Ottawa’s first comprehensive reform of corporate law in more than a decade will do little to prevent tax cheats and criminals from hiding their identities, say critics of a bill winding its way through parliament.
Foreigners are using Canadian corporations to “snow wash” illicit funds — as the Star revealed through the Panama Papers investigations — and they will have little impediment to continuing to move money anonymously even after Bill C-25 becomes law, financial crime experts say.
“The bill falls short of its potential to address the real risks of money laundering, terrorism financing and tax evasion,” said Denis Meunier, a former top official with the Canada Revenue Agency and FINTRAC, Ottawa’s anti-money laundering watchdog.
Meunier noted that an intergovernmental review last fall found Canada’s corporate transparency is non-compliant with international anti-money laundering and terrorism financing standards.

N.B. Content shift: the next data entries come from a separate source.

PR #83, opened 2021-02-05
create a policy that looks for policy report CRs that have failures

gparvin:
Kyverno can be installed on managed clusters and you can create policies similar to a sample in progress now. These policies create PolicyReport or ClusterPolicyReport CRs. Inside these CRs are the results as to whether there was a policy failure. To keep from having to look for these failures for each kyverno policy that is written, something like this generic policy report policy can be used to match any policy report failures.

Other tools could use the PolicyReport CRD also, in which case this policy will automatically detect those reports that have failures automatically.


ycao56 (approved):

community/README.md
```diff
@@ -84,6 +84,7 @@ Policy  | Description | Prerequisites
...
 [Integrity Shield](./CM-Configuration-Management/policy-integrity-shield.yaml)| Use the Integrity Shield to protect the integrity of Kubernetes resources in a cluster (e.g. OpenShift). | See the [Integrity Shield documentation.](https://github.com/open-cluster-management/integrity-shield/blob/master/docs/ACM/README_ENABLE_ISHIELD_PROTECTION_ACM_ENV.md)
 [Integrity Shield Events](./CM-Configuration-Management/policy-integrity-shield-events.yaml)| Use the Integrity Shield Events policy to show a status, which represents whether Integrity Shield has denied some requests in a cluster or not. | See the [Integrity Shield documentation.](https://github.com/open-cluster-management/integrity-shield/blob/master/docs/ACM/README_SHOW_INTEGRITY_STATUS_ON_ACM_UI.md)
+[Policy Report Failures](./CM-Configuration-Management/policy-check-reports.yaml)| The Policy Report Failures policy will search for any Policy Report resources that contain failures in the results. | An example of a tool that creates PolicyReports is [Kyverno](ihttps://kyverno.io/).  Other tools will likely create policy reports in the future.
```
dockerymick: I am a little confused with the name of the policy. For consistency to the policy name in Kyverno, and to help eliminate confusion, can the description be updated to the following:

PolicyReport failures | The `policy-check-reports` policy searches for any PolicyReport resources that contain failures in the results.

I would also remove the last sentence

community/CM-Configuration-Management/policy-check-reports.yaml
```diff
@@ -0,0 +1,70 @@
+apiVersion: policy.open-cluster-management.io/v1
```
dockerymick, line 8: i would also add the description of the policy before the contents of the policy to help; this is not required, but can benefit the user

community/README.md
gparvin: @dockerymick I've updated the readme with your suggestions. Thanks for reviewing!

community/CM-Configuration-Management/policy-check-reports.yaml
gparvin: @dockerymick Take a look at what I just added and see if it looks ok.  Thanks!

dockerymick: @gparvin Thanks for your patience Gus. I suggest the following updates:

Set remediationAction to "inform" to receive a list of PolicyReport resources that display "Not compliant", when any PolicyReport resource has a status of "fail".

gparvin: @dockerymick Take a look at my update.  I reworded it some so want to make sure it's ok.

dockerymick: Looks good to me! @gparvin

dockerymick (approved):
Updates look good to me, thanks Gus :)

“Match up the assessments of the risk . . . . And then you see this bill, there’s a gap. For me, it’s stunning that the government hasn’t (done more),” said Meunier, a member of Transparency International Canada who shared his analysis with a parliamentary committee last week.
Bill C-25, which is expected to receive final reading next month, addresses several aspects of corporate law, but the one that’s most troubling for financial analysts and law enforcement is the partial ban on bearer shares.
Bearer shares are archaic financial instruments that play a big role in money laundering because they act like cash for criminals. Unlike normal stocks in a company, which are registered to their rightful owner, bearer shares belong to anyone who physically holds them. Like a cheque made out to “cash” the certificates, which can be worth millions, can be bought and sold without leaving a trace.
Under heavy international pressure, most of the world’s most notorious tax havens have done away with bearer shares. Canada lags other major nations by continuing to allow them.
But Bill C-25 bans only the issuance of new bearer shares, said Claire Woodside, director of Publish What You Pay (PWYP) Canada.
“What this bill doesn’t do is require individuals holding bearer shares to register those shares,” said Woodside. “This means that bearer shares being held in the hands of a criminal can still be traded as currency.”
In order to ferret out the bearer shares in circulation, PWYP and Transparency International Canada recommend the government require anyone with a bearer share who attempts to vote or collect a dividend to convert it into a registered share.
“It essentially removes the value of bearer shares because you’d have to register them to use them,” Woodside said.
Even if bearer shares were fully banned, this wouldn’t close the door for tax evaders, corrupt politicians and organized crime to continue to snow wash their money using Canadian companies, said Woodside.
“C-25 doesn’t really tackle the problem of secret companies . . . bearer shares are just the tip of the iceberg. There are many different ways that Canadian corporations can hide their ownership,” she said.
“The federal government has essentially accepted the risks posed by an opaque system on behalf of Canadians.”
Navdeep Bains, minister of Innovation, Science and Economic Development, told the House of Commons last October that Bill C-25’s reforms “would provide the foundation for a 21st-century marketplace. They will align Canada’s framework laws with best practices in jurisdictions around the world.”
This first legislative effort to address the abuse of corporate secrecy does nothing to reveal the real “beneficial” owners of federal corporations, says Brian Masse, an NDP MP who sits on the committee reviewing the bill.
“It’s a missed opportunity,” he said. “The message to the financial community is: ‘We’re taking a pass.’ ”
Masse said anyone who doesn’t understand the scale and urgency of combating tax evasion and money laundering “has been living in a cave.”
“I think we’re going to get called out by the international community for this,” he said. “There are glaring holes in corporate accountability and transparency.”
Last fall, the Financial Action Task Force (FATF) issued a country report on Canada and identified corporate anonymity as an impediment for law enforcement, which was were routinely unable to identify individuals behind “large-scale and sophisticated money laundering operations in Canada.”
“Law enforcement agencies do not investigate many cases in which legal entities or trusts played a prominent role or that involved complex corporate elements or foreign ownership or control aspects,” FATF found.
In an interview with the Star last November Finance Minister Bill Morneau said the federal government would lead the provinces, ensuring “that we are all living up to the highest standards of transparency and accountability (around) who is setting up these corporations.”
Morneau’s spokesperson, Dan Lauzon, said a working group of representatives from the federal government, the provinces and territories met last fall “to collaborate on transparency and beneficial ownership.”
Morneau made a commitment to end secretive corporate structures by collecting and sharing information about the beneficial owners of all companies at the meeting of G20 finance ministers last April.
But in the nine months since, the only legislative action has been Bill C-25, which doesn’t eliminate corporate anonymity.
“By getting this wrong, we can inflict so much damage on people and their investments. We’re encouraging crime and money laundering, which costs the public purse,” said Masse.
“Closing loopholes is free. It’ll actually bring in money through increased tax revenues.”
“There’s no logical argument for not moving on this.”